- Born: October 6, 1906 Detroit, Michigan, U.S.
- Died: March 11, 1982 (aged 75) Alexandria, Virginia, U.S.
- Other name: Robert F. Gates
- Education: Detroit School of Arts and Crafts, Art Students League of New York, Phillips Gallery Art School
- Occupations: muralist, painter, printmaker, professor
- Spouse(s): Margaret Casey Gates (m. 1933–c.1950s; divorce), Sarita Weekes Gates (m. 1967–1982; death)

= Robert Franklin Gates =

American painter (1906–1982)

Robert Franklin Gates (1906–1982) was an American muralist, painter, printmaker, and art professor. He was a professor at American University, between 1946 until 1975. In the 1930s, Gates was one of hundreds of artists who benefitted from the Treasury Department Section of Fine Arts's distribution of approximately 14,000 art and mural contracts.

== Early life and education ==

Robert Gates was born on October 6, 1906, in Detroit, Michigan. He first studied art at the Detroit School of Arts and Crafts. He attended the Art Students League of New York in New York City, from 1929 to 1930.

From 1930 to 1932, he studied under at the Phillips Gallery Art School in Washington, D.C.

== Career ==
Between 1934 and 1938, he worked as an instructor at the Studio House in Washington, D.C.

During this period, he won multiple commissions from the U.S. Treasury Department Section of Fine Arts, as part of President Franklin Roosevelt's New Deal program. In 1934, he created a series of watercolors for Charles Gardens, South Carolina. He installed his first post office mural, entitled Montgomery County Farm Women's Market in Bethesda, Maryland, in 1939. He created Old Time Camp Meeting for the Lewisburg, West Virginia, and Buckwheat Harvest for the Oakland, Maryland, post offices in 1940 and 1942, respectively.

While completing his Treasury Department commissions between 1937 and 1942, Gates also served as an instructor at the University of Florida, Hood College in Frederick, Maryland; the Washington County Museum of Art in Hagerstown, Maryland; and the Phillips Gallery Art School in Washington, D.C., where his wife Margaret worked as a secretary.

Gates served in World War II as a civilian technician with the U.S. Navy. He made models and designed camouflage patterns.

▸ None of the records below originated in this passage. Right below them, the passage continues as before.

PR #356, opened 2024-05-03
Stage 5

Carifio24:
This PR adds stage 5 to the Solara version of the Hubble story. This is very much still a draft - it only adds the first handful of guidelines and a viewer - but I wanted to submit this as a draft PR to share the method of setting up the glue viewers. What I had to do to get this to work (which I copied from `glue-solara`) is to set up the glue application and the viewers that we want inside of a `use_memo` call inside of the page setup. Without this, attempting to create a viewer was consistently giving me issues with widgets closing, as a viewer actually consists of several widgets together (e.g. the figure widget, the layer options widget, and the viewer options widget).

### DIFF
--- a/src/hubbleds/components/plotly_viewer/plotly_viewer.py
+++ b/src/hubbleds/components/plotly_viewer/plotly_viewer.py
@@ -1,5 +1,0 @@
-import solara
-
-@solara.component
-def PlotlyViewer(
-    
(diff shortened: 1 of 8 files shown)


Carifio24:
@nmearl Let me know if you have any thoughts on the Solara-based stuff here (which should mostly just consist of the page itself and the ID slider component)

nmearl (approved):
Looks great to me!

PR #364, opened 2024-05-08
Stage 6

johnarban:
This PR implements the stage 6 guidelines and professional data viewer. It requires [cosmicds#281](https://github.com/cosmicds/cosmicds/pull/281) for the LayerToggle and LineFitTool. _line fit tool is not implemented for Plotly yet_.


src/hubbleds/pages/06-prodata/__init__.py
```diff
@@ -0,0 +1,208 @@
...
+        Can advance: {component_state.can_transition(next=True)}
+
+        mc-scoring: {mc_scoring}
+
+        """
+    )
+    
+    
+    with solara.Row():
+        with solara.Column():
```
nmearl, line 91: I found that using `solara.Row` and `solara.Column` resulted in incorrect column widths (they're equal sized instead of 1:2). Is this turning out okay for you? If not, I'd suggest using `rv.Row` and `rv.Col` as in the Spectra & Velocity page.

nmearl (changes requested):
This looks good overall. Just a few comments. Also, I would say that we should either keep the `HubbleView*` stuff separated into their own files (like the `hubble_dotplot`), or merged all in the `viewer` file, for consistency.

src/hubbleds/pages/06-prodata/__init__.py
johnarban: I had not paid attention to the styling. I will update it to use the rv.Col with the appropriate cols=4 and 8 widths

johnarban (commented):
fixed the layout per nick's comments

src/hubbleds/pages/06-prodata/__init__.py
patudom: I used `solara.ColumnsResponsive` as in [here](https://github.com/patudom/hubbleds/blob/bd4ca86818de818d679ef505b3ba672ae2b23140/src/hubbleds/pages/03-distance-measurements/__init__.py#L99), which ports over how we handled this in the voila version. I found that solara didn't really care if I included Rows or not, so I think I left those out in some places and it behaved correctly.

nmearl (approved):

PR #581, opened 2020-02-07
fix!: default limits is 'minmax' so we do not miss outliers

maartenbreddels:


maartenbreddels:
This means that if you plot something, it will show everything (up to the edges) by default:
image

PR #584, opened 2020-02-10
feat: support jitting using OSX Metal

maartenbreddels:
Proof of concept for jitting using Metal. Unfortunately, this does not work that great. We can't schedule multiple compute kernels multithreaded, it seems to share some memory/state, because the results are garbled up without the lock in `metal.py`. Disabling ths lock gives speedups of `>2x`, on a 2018 MacBook 15" with Radeon Pro 560 4GB. With the lock the performance is the same as on my CPU.

Requires https://github.com/wtnb75/runmetal/
`pip install git+https://github.com/wtnb75/runmetal/` should do it.

A way out could be to do an MetalExecutor, meaning we take control of the whole execution part, single threaded, and execute all the code on the GPU, but that requires a lot more work.

Putting this out there in case someone finds this interesting, or has ideas how to avoid that lock.

Example usage:
```python
import vaex
import numpy as np
# From http://pythonhosted.org/pythran/MANUAL.html
def arc_distance(theta_1, phi_1, theta_2, phi_2):
    """
    Calculates the pairwise arc distance
    between all points in vector a and b.
    """
    temp = (np.sin((theta_2-theta_1)/2)**2
           + np.cos(theta_1)*np.cos(theta_2) * np.sin((phi_2-phi_1)/2)**2)
    distance_matrix = 2 * np.arctan2(np.sqrt(temp), np.sqrt(1-temp))
    return distance_matrix

df = vaex.open('s3://vaex/taxi/yellow_taxi_2009_2015_f32.hdf5?anon=true')[:200_000_000]
expr = arc_distance(df.pickup_longitude, df.pickup_latitude, df.dropoff_longitude, df.dropoff_latitude)
df['arc_distance'] = expr
#assert df.arc_distance.expression == expr.expression
df['arc_distance_jit'] = df['arc_distance'].jit_metal()

# cell2
%%time
df.arc_distance.sum()

# cell 3
%%time
df.arc_distance_jit.sum()
```

### DIFF
--- a/packages/vaex-core/vaex/array_types.py
+++ b/packages/vaex-core/vaex/array_types.py
@@ -6,7 +6,8 @@ import vaex.utils
 supported_arrow_array_types = (pa.Array, pa.ChunkedArray)
 supported_array_types = (np.ndarray, ) + supported_arrow_array_types
 string_types = [pa.string(), pa.large_string()]
-_type_names = ["float64", "float32", "int8", "int16", "int32", "int64", "uint8", "uint16", "uint32", "uint64"]
+_type_names_int = ["int8", "int16", "int32", "int64", "uint8", "uint16", "uint32", "uint64"]
+_type_names = ["float64", "float32"] + _type_names_int
 map_arrow_to_numpy = {getattr(pa, name)(): np.dtype(name) for name in _type_names}
 map_arrow_to_numpy[pa.bool_()] = np.dtype("?")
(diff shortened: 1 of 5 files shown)


maartenbreddels:
Note that don't use runmetal anymore, using the bare Metal package (https://pypi.org/project/pyobjc-framework-Metal/) and with proper use can use it multithreaded. Performance seems good, maybe we should report back here on that.

PR #589, opened 2020-02-11
feat: let to_items/pandas_df/arrow_table return chunked iterators

maartenbreddels:
This is useful for outputting to csv or arrow very large dataframes
with virtual columns that cannot be kept into memory.

Example usage for csv:
```python
import vaex
df = vaex.open('s3://vaex/taxi/yellow_taxi_2009_2015_f32.hdf5?anon=true')[:1_000_000]
df = df[['passenger_count', 'fare_amount', 'pickup_datetime']]
for i1, i2, pdf in df.to_pandas_df(chunk_size=100_000):
    fn = f'taxi_{i1}-{i2}.csv'
    print(fn)
    pdf.to_csv(fn)
```

Or outputting to parquet
```python
schema = df[0:1].to_arrow_table().schema
with pq.ParquetWriter('example.parquet', schema) as writer:
    for i1, i2, table in df.to_arrow_table(chunk_size=100_000):
        print(i1, i2)
        writer.write_table(table)
```

Note that we probably want a nicer way to get the arrow schema. Also, we yield the row indices, should we also yield the chunk_index? e.g.:
```python
for chunk_index, row_begin, row_end, pdf in df.to_pandas_df(chunk_size=100_000):
```

We may want to put this into the docs @JovanVeljanoski , maybe open an item for this, basically we need a single page for IO.

### DIFF
--- a/CHANGELOG.md
+++ b/CHANGELOG.md
@@ -24,6 +24,7 @@
       * Give proper NameError when using non-existing column names [#299](https://github.com/vaexio/vaex/pull/299)
    * Features
       * New lazy numpy wrappers: np.digitize and np.searchsorted [#573](https://github.com/vaexio/vaex/pull/573)
+      * df.to_arrow_table/to_pandas_df/to_items now take a chunk_size argument for chunked iterators [#589](https://github.com/vaexio/vaex/pull/589)
 
 # vaex-server 0.3.0-dev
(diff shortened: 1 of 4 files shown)


maartenbreddels:
We might be able to completely refactor/simplify the exporting code based on this. At least we should have the arrow and parquet exporting code use it and write chunks.

maartenbreddels:
> I tested it out locally and the performance I get when using the chunking parameter is often greater than x5!

what do you do, and compared to what?



> Seems a shame if by default this superpower is not used; although I see why this would be as it makes assumptions about the data, the available RAM etc..

I think we should merge this as is, so it does not break the API, but we first attack export and make it use these methods.

PR #590, opened 2020-02-12
Fixes/features for concat / concatenate 

maartenbreddels:
We not run all test also on the concatenated dataframe, and added some extra test.

Also, we now support filtered dataframe to be concatenated.


maartenbreddels:
Unrelated failure from travis, too many sockets open. Might have to do with the tests now running more servers and clients.

PR #593, opened 2020-02-14
Make df.column_count to not count hidden columns

JovanVeljanoski:
This PR makes `df.column_count()` to not count hidden columns in the DataFrame

- [x] Add test
- [x] Make changes
- [ ] Review

### DIFF
--- a/tests/column_test.py
+++ b/tests/column_test.py
@@ -73,3 +73,14 @@ def test_dtype_object_with_arrays():
     df = vaex.from_arrays(z=z)
     assert df.z.tolist()[0].tolist() == x.tolist()
     assert df.z.tolist()[1].tolist() == y.tolist()
+
+
+def test_column_count():
+    x = np.array([1, 2, np.nan])
+    df = vaex.from_arrays(x=x)
+
+    df['new_x'] = df.x + 1
+    df['new_x'] = df['new_x'].fillna(value=0)
+
+    assert df.column_count() == 2
+    assert df.new_x.tolist() == [2, 3, 0]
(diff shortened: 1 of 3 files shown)


tests/column_test.py
```diff
@@ -64,3 +64,13 @@ def test_plain_strings():
     assert len(df[1:3]) == 2
     assert df[1:3].x.tolist() == x[1:3].tolist()
 
+
+def test_column_count():
+    x = np.array([1, 2, np.nan])
+    df = vaex.from_arrays(x=x)
+
+    df['new_x'] = df.x + 1
```
maartenbreddels, line 72: This was it's clear how many columns we start with
```suggestion
    df['new_x'] = df.x + 1
    assert df.column_count() == 2
```

tests/column_test.py
```diff
@@ -64,3 +64,13 @@ def test_plain_strings():
...
+    df['new_x'] = df['new_x'].fillna(value=0)
```
maartenbreddels, line 73:
```suggestion
    # 'overwriting' a column will rename a column to a hidden column
    df['new_x'] = df['new_x'].fillna(value=0)
```

tests/column_test.py
```diff
@@ -64,3 +64,13 @@ def test_plain_strings():
...
+
+    assert df.column_count() == 2
```
maartenbreddels, line 75:
```suggestion
    assert df.column_count() == 2  # which we do not account in column_count
    assert df.column_count(hidden=True) == 2  # unless we ask to
```

maartenbreddels:
Hmm, could you look for usage of this method internally in vaex? It seems to crash on this, so all usage should add this argument.

Not that this is a breaking change, so https://www.conventionalcommits.org/en/v1.0.0-beta.4/#commit-message-with-optional-to-draw-attention-to-breaking-change please make the commit msg reflect this.

Just make it 1 commit and squash/rebase.

PR #599, opened 2020-02-17
Bug in .isin() for string columns that have None

JovanVeljanoski:
This test uncovers a bug in `.isin` method: if a column is string, and has `None` values inside, `.isin` will return `False` for all samples. 

- [x] Update test to cover the issue
- [ ] Make test pass

### DIFF
--- a/tests/isin_test.py
+++ b/tests/isin_test.py
@@ -5,19 +5,22 @@ import vaex
 def test_isin():
     x = np.array([1.01, 2.02, 3.03])
     y = np.array([1, 3, 5])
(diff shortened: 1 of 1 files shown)


maartenbreddels:
I think actually we should have:
```
assert df.sm.isin(['cat', 'dog']).tolist() == [True, True, None]
```
Since comparing missing values should lead to missing values, e.g.:

image

maartenbreddels:
I rebased this, i think this is now fixed, so this means this PR only adds a test

PR #609, opened 2020-02-22
Fix download link for the vaex.example() dataset

### LINKED ISSUE #169: vaex.example() is broken
`vaex.example()` is doesn't work because http://vaex.astro.rug.nl/data/helmi-dezeeuw-2000-10p.hdf5 returns a 403 (at the time of writing). This is with `vaex` 1.0.0b7 and `vaex-core` 0.6.1 from conda-forge.

JovanVeljanoski:
A simple fix for the download link of the `vaex.example()` dataset.

The vaex example dataset is (at least for now) [hosted on github](https://github.com/vaexio/vaex-datasets). This makes it easily accessible for download. 

This closes #169


maartenbreddels:
Great! Do you have the full dataset? If not I can upload that one.

maartenbreddels:
Btw, we could also make vaex lazily open and cache the file, similar to how we do it with s3.

JovanVeljanoski:
This is the 10% version. `vaex.example` always used the 10% version as far as I am aware. 

I think this is small enough that the lazy opening is not needed. I guess this is used mainly for learning/experimentation purposes, so it is nice if the users have it all at once, at it is small enough anyway.

maartenbreddels:
Hi Jovan,

I fixed both datasets,can you check these work and update the PR?
```
vaex.datasets.helmi_de_zeeuw.url = 'https://github.com/vaexio/vaex-datasets/releases/download/v1.0/helmi-dezeeuw-2000-FeH-v2.hdf5'
vaex.datasets.helmi_de_zeeuw_10percent.url = 'https://github.com/vaexio/vaex-datasets/releases/download/v1.0/helmi-dezeeuw-2000-FeH-v2-10percent.hdf5'
```

maartenbreddels:
als, vaex.example()'s code should be changed btw, it checks the old filename, I think it can simply always call fetch

JovanVeljanoski:
The links are updated for the released versions of the example datasets from the vaex-datasets repo. 

Note that the /data folder in vaex has also been removed.

Indeed, there is some redundancy with the code of `vaex.example()` I will take a look now

JovanVeljanoski:
@maartenbreddels I remove some code that I thought it is no longer needed. The tests pass (locally, should pass on the CI as well), but please give it a quick eye in case you recall if that function is used for other stuff...

packages/vaex-core/vaex/__init__.py
```diff
@@ -551,16 +551,13 @@ def connect(url, **kwargs):
     from vaex.server import connect
     return connect(url, **kwargs)
 
+
 def example(download=True):
```
maartenbreddels:
```suggestion
def example():
```

tests/virtual_columns_test.py
```diff
@@ -8,13 +8,13 @@ def test_add_virtual_columns_polar_velocities_to_cartesian():
 
     # With azimuth = None
     ds.add_virtual_columns_polar_velocities_to_cartesian(vx_out='vx_', vy_out='vy_')
-    np.testing.assert_almost_equal(ds.evaluate('vx'), ds.evaluate('vx_'), err_msg='error with converting polar to Cartesian velocities')
-    np.testing.assert_almost_equal(ds.evaluate('vy'), ds.evaluate('vy_'), err_msg='error with converting polar to Cartesian velocities')
+    np.testing.assert_almost_equal(ds.evaluate('vx'), ds.evaluate('vx_'), err_msg='error with converting polar to Cartesian velocities', decimal=3)
```
maartenbreddels: Hmm, this is because of float32.. ok

packages/vaex-core/vaex/__init__.py
JovanVeljanoski: Yup, fixed in the latest commit

Issue #585, opened 2020-02-11
Opening chunked array files fails


JovanVeljanoski:
An issue to track the support for chunked arrays (primarily for arrow files). 

@xdssio if you can provide some sample data for testing, that would be great.

xdssio:
[File example](s3://xdss-tmp/examples/simple_test_with_batch.arrow)

byaminov:
Here's another reproducible case. Try to read a small CSV with `pyarrow` and you get a `ChunkedArray` inside. The following script could be copied as a unit test:

```
import vaex
from pyarrow import csv

csv_path = 'vaex/tests/data/small3.csv'
table = csv.read_csv(csv_path)
df = vaex.from_arrow_table(table)
# this works
assert len(df) == 3
# this fails: there's only [5, 7]
assert df.columns['x'] == [5, 7, 9]
# this fails with ValueError: could not broadcast input array from shape (2) into shape (3)
assert (df.x.values == [5, 7, 9]).all()
```

As this happens not only for big tables, I'd re-categorize this issue to a "bug".

maartenbreddels:
I think this should be solved once #517 is merged since we then fully support arrow.

JovanVeljanoski:
This is now fixed. Thanks everyone.
Please reopen if you encounter new issues.

PR #611, opened 2020-02-24
Feature: read big CSV files

byaminov:
This changes `vaex.from_csv` to be able to read a CSV file that is too big to fit into memory. When called with `vaex.from_csv("big.csv", convert=True)`, Vaex will read CSV file in chunks of 5 million rows, save each chunk to "big.csv_chunk3.hdf5", and later merge all the intermediate files into one "big.csv.hdf5".

The reading speed with Pandas reading and Vaex conversion is like following on my Mac, when reading NYC Taxi CSV files from first half of 2019:
* around 500 000 rows per second with `convert=False`
* around 190 000 rows per second with `convert=True`, when several chunks had to be created (7 in my case). So 45 million rows, 4Gb CSV file is converted and read in 4 minutes. (This is measured with a fix in `dataframe.py` which I'll create as a different PR.)

Still to do in this PR:
- [x] @maartenbreddels wanted to discuss whether current place is a good one for this code. On one hand it would be logical to implement CSV as another _opener_, similar to `AsciiTable` opener. On the other hand reading a big CSV requires conversion, and `convert=True` is currently done solely by `vaex/__init__.py`. I wonder what's your opinion.
- [x] Try to get rid of code duplication for converting chunks and merging them together in `open(..)` and `from_csv(..)`, if we decide to keep `from_csv` logic in that module. (And from `read_csv_and_convert`.)
- [x] Try if `pyarrow.read_csv` would work faster when chunking through `skip_rows`.


maartenbreddels:
Hi Bulat,

looing good!
But, this got me thinking :)
Maybe we should make this behave more similar to: https://github.com/vaexio/vaex/pull/589

Meaning, that if you pass the chuck_size argument, you get an a generator which produces dataframes. But when the convert argument is given, it will do the whole conversion, sth like this:
```python
def from_csv(fn, chunk_size=None, **kwargs):
    def iterator():
        # a function cannot return OR be a generator, we use an inner function for that
        csv_reader = pd.read_csv(filename_or_buffer, chunksize=chunk_size, **kwargs)
        for pandas_df in csv_reader:
            yield from_pandas(pandas_df)
    if chunk_size is not None:
        if convert is not None:
            for i, df in from_csv(df, chunk_size=None, **kwargs)
                pass # write out chunk i
            # combine all chunks
        else:
            return iterator()
    else:
        return from_pandas(pd.read_csv(filename_or_buffer, **kwargs))
```

So only by passing chunk_size *without* passing convert will give a dataframe iterator.

This makes is easier to do whatever you want, e.g. filtering before writing it out:
```python
for i, df in enumerate(vaex.from_csv('big.csv', chunk_size=1_000_000)):
    df = df[df.passenger_count < 6]
    df.export(f'taxi_{i:02}.hdf5')
```

@JovanVeljanoski, what do you think?

cheers,

Maarten

byaminov:
@maartenbreddels ok I think it is a good idea. What do you think about the question I asked in the PR description: should the CSV reader (with the conversion capability) be an `opener` or a function where it is now?

JovanVeljanoski:
I am in agreement.

maartenbreddels:
I think it should be a function as it is now, that opener stuff is legacy stuff, and I hope to refactor that part.

benchmarks/from_csv.py
```diff
@@ -0,0 +1,124 @@
+import glob
+import os
+from datetime import datetime
+
+import vaex
+
+
+def test_open_two_big_csv_convert():
```
byaminov: These functions will be converted to use ASV in #620

byaminov:
As for the left TODOs:
> Try to get rid of code duplication for converting chunks and merging them together in `open(..)` and `from_csv(..)`

I'd like to do it in a different PR, together with trying to convert multiple CSVs to HDF5 in parallel. Seems like a lot of work to me now, therefore suggest to not include here. I can create a new issue for that if @maartenbreddels agrees.

> Try if `pyarrow.read_csv` would work faster when chunking through skip_rows.

Could not make it work because of #585, so this cannot be tried now.

benchmarks/from_csv.py
maartenbreddels: No, i'm ok having this in now

maartenbreddels:
> I'd like to do it in a different PR, together with trying to convert multiple CSVs to HDF5 in parallel. Seems like a lot of work to me now, therefore suggest to not include here. I can create a new issue for that if @maartenbreddels agrees.

Yes, I'm ok with that, I think it is best to make small steps first, as long as we don't break APIs, we can implement improvements in later minor releases.

maartenbreddels:
So, only a refactor using my code example as guideline till the next review?

byaminov:
> So, only a refactor using my code example as guideline till the next review?

That's already done, so you can read as an iterator: see [the test](https://github.com/vaexio/vaex/pull/611/files#diff-15bc6e079f7c6083f7e40b63badc2933R23-R29). So if you can review again, that would be great! I will check the failing builds in the meanwhile.

packages/vaex-core/vaex/__init__.py
```diff
@@ -474,13 +475,99 @@ def from_json(path_or_buffer, orient=None, precise_float=False, lines=False, cop
...
+        def iterator():
+            chunk_iterator = pd.read_csv(filename_or_buffer, chunksize=chunk_size, **kwargs)
+            for chunk_df in chunk_iterator:
+                yield from_pandas(chunk_df, copy_index=copy_index)
+        return iterator()
+
+
+def _from_csv_convert_and_read(filename_or_buffer, copy_index, maybe_convert_path, chunk_size, **kwargs):
+    # figure out the CSV file path
+    if isinstance(filename_or_buffer, six.string_types):
```
maartenbreddels: since we now use Python3 only, we don't have to do this anymore. I don't want to change the current code aggressively to pollute the git history, that's why you still see Python2 compatible code 
```suggestion
    if isinstance(filename_or_buffer, str):
```

packages/vaex-core/vaex/__init__.py
```diff
@@ -474,13 +475,99 @@ def from_json(path_or_buffer, orient=None, precise_float=False, lines=False, cop
...
+        csv_path = filename_or_buffer
+    elif isinstance(maybe_convert_path, six.string_types):
```
maartenbreddels: same.
```suggestion
    elif isinstance(maybe_convert_path, str):
```

packages/vaex-core/vaex/__init__.py
```diff
@@ -474,13 +475,99 @@ def from_json(path_or_buffer, orient=None, precise_float=False, lines=False, cop
...
+    combined_hdf5 = _convert_name(csv_path)
+    if os.path.exists(combined_hdf5):
+        return vaex.file.open(combined_hdf5)
+
+    # convert CSV chunks to separate HDF5 files
     import pandas as pd
-    return from_pandas(pd.read_csv(filename_or_buffer, **kwargs), copy_index=copy_index)
+    converted_paths = []
+    csv_reader = pd.read_csv(filename_or_buffer, chunksize=chunk_size, **kwargs)
+    for i, df in enumerate(csv_reader):
```
maartenbreddels:
```suggestion
    for i, df_pandas in enumerate(csv_reader):
```

packages/vaex-core/vaex/__init__.py
```diff
@@ -474,13 +475,99 @@ def from_json(path_or_buffer, orient=None, precise_float=False, lines=False, cop
...
+        ds = from_pandas(df, copy_index=copy_index)
```
maartenbreddels: before vaex had a dataframe API, it's classname was a dataset, and we'd use `ds` a lot in the codebase. We're moving that to `df` everywhere when we refactor/change. I think it's a good chance to do this here as well, and give pandas dataframes a `_pandas` suffix.
```suggestion
        df = from_pandas(df, copy_index=copy_index)
```

packages/vaex-core/vaex/__init__.py
```diff
@@ -474,13 +475,99 @@ def from_json(path_or_buffer, orient=None, precise_float=False, lines=False, cop
...
+        filename_hdf5 = _convert_name(csv_path, suffix='_chunk%d' % i)
+        ds.export_hdf5(filename_hdf5, shuffle=False)
```
maartenbreddels:
```suggestion
        df.export_hdf5(filename_hdf5, shuffle=False)
```

tests/from_csv_test.py
```diff
@@ -0,0 +1,81 @@
...
+
+import pytest
+import vaex
+
+path = os.path.dirname(__file__)
+csv_path = os.path.join(path, 'data', 'small3.csv')
+
+
+def test_from_csv():
+    _cleanup_generated_files()
```
maartenbreddels: curious why you chose this code pattern, you prefer the files to be around after the test for manual inspection? Otherwise you could do a try/finally? I'm ok with both.

tests/from_csv_test.py
```diff
@@ -0,0 +1,81 @@
...
+        os.rename(csv_path + '_', csv_path)
+
+
+def _assert_csv_content(csv_df, with_index=False):
+    assert len(csv_df) == 3
+    if with_index:
+        assert csv_df.get_column_names() == ['x', 'y', 'index']
+    else:
+        assert csv_df.get_column_names() == ['x', 'y']
+    assert (csv_df.x.values == [5, 7, 9]).all()
```
maartenbreddels: I generally prefer:
```
df.x.tolist() == [5, 7, 9]
```
x might in the future be an arrow array, and I am not sure arrow will like comparisons to list.

tests/from_csv_test.py
```diff
@@ -0,0 +1,81 @@
...
+def test_from_csv_converting_in_chunks():
+    _cleanup_generated_files()
+
+    # can read several chunks with converting, intermediate files are deleted
+    df = vaex.from_csv(csv_path, copy_index=False, chunk_size=1, convert=True)
+    _assert_csv_content(df)
+    for filename in ['small3.csv_chunk0.hdf5', 'small3.csv_chunk1.hdf5', 'small3.csv_chunk2.hdf5']:
+        assert not os.path.exists(os.path.join(path, 'data', filename))
+    assert os.path.exists(os.path.join(path, 'data', 'small3.csv.hdf5'))
+    _cleanup_generated_files(df)
```
byaminov: @maartenbreddels I continue having troubles trying to make this test work on Windows. First I was not closing DataFrames properly, but now I'm getting a segmentation fault from deeper DataFrame threading logic: see [this run](https://github.com/vaexio/vaex/pull/611/checks?check_run_id=478452044#). Do you have any ideas how to fix it? I've seen that in the `open_test.py` the Windows tests [are just skipped](https://github.com/vaexio/vaex/blob/master/tests/open_test.py#L12), should I do the same here?

packages/vaex-core/vaex/__init__.py
byaminov: Oh nice, looks better! Will use `str` then.

packages/vaex-core/vaex/__init__.py
byaminov: Ok, will do.

tests/from_csv_test.py
maartenbreddels: Difficult to say if we should skip it, basically I didn't care about windows before, but I care a bit more now, as we do have serious users. Do you have access to a windows virtual machine maybe?
I am also not sure if the segfault is related, I may have seen that before (which is scary), maybe some external library got updated.

tests/from_csv_test.py
byaminov: Nice, I like it more too, will apply.

tests/from_csv_test.py
byaminov: At some point of time I spent a lot of time trying to see why all of a sudden the tests stopped passing locally, even reverting the code to `master` did not help. Then it appeared that on one of the previous runs had failed and left some generated files behind. Which made the test start failing even with the correct code.

So in general I don't mind cleaning up in the beginning of the test, to avoid these kind of unnecessary puzzles. But I understand why this might look annoying. Let me just remove it in this case.

byaminov:
@maartenbreddels I've implemented your review comments, please re-review when you have time.

tests/from_csv_test.py
byaminov: > Difficult to say if we should skip it, basically I didn't care about windows before, but I care a bit more now, as we do have serious users. Do you have access to a windows virtual machine maybe?
> I am also not sure if the segfault is related, I may have seen that before (which is scary), maybe some external library got updated.

it happened again, see [the build in appveyor](https://ci.appveyor.com/project/maartenbreddels/vaex-4gh4b/builds/31191907/job/648o04taq1w5hqre): with segfault in generic stacktrace, but seems to happen during/after the new `tests\from_csv_test.py`. The windows builds in GitHub Actions have succeeded. Do you have an idea how to proceed? Please advice, as I'm out of ideas :)

tests/from_csv_test.py
maartenbreddels: No, I kind of like it, because it allows you to inspect issues after the test run. Cleanups can be annoying.

byaminov:
@maartenbreddels what's up with this PR, do you want me to do any other changes? And also did the Windows problem hunting give any results?

maartenbreddels:
Hi Bulat, I still need to look into the windows issue. I'd like to do that before I lose track of that.

maartenbreddels:
I discussed this with @JovanVeljanoski, and I think we should disable the test on windows, because they were disabled before. I don't want to not merge this because of an unrelated issue. What do you think?

byaminov:
@maartenbreddels I concur.

byaminov:
@maartenbreddels the build is green, can you please re-review or stamp?

maartenbreddels:
Awesome work! Thanks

After the war, he studied under William Howard Calfee at American University. He joined the faculty there in 1946, and retired in 1975. From 1953 to 1957, he served as the chairman of American University's art department.

Gates worked as the Artist-in-Residence at the United States Embassy in Baghdad, Iraq, from 1966 to 1967.

His work is held in permanent collections at the Smithsonian American Art Museum, American University, the Baltimore Museum of Art, the Corcoran Gallery of Art, and the Phillips Collection. The Smithsonian Archives of American Art and the Frick Art Reference Library also hold collections of his work and personal papers.

== Personal life ==

Robert Gates met his first wife, Margaret Casey, at the Phillips Gallery Art School in Washington, D.C. They were married on January 7, 1933, and divorced in the mid-1950s. Gates married his second wife, Sarita Weekes, in Baghdad in 1967.

He died on March 11, 1982, of arteriosclerosis at Oak Meadows nursing home in Alexandria, Virginia.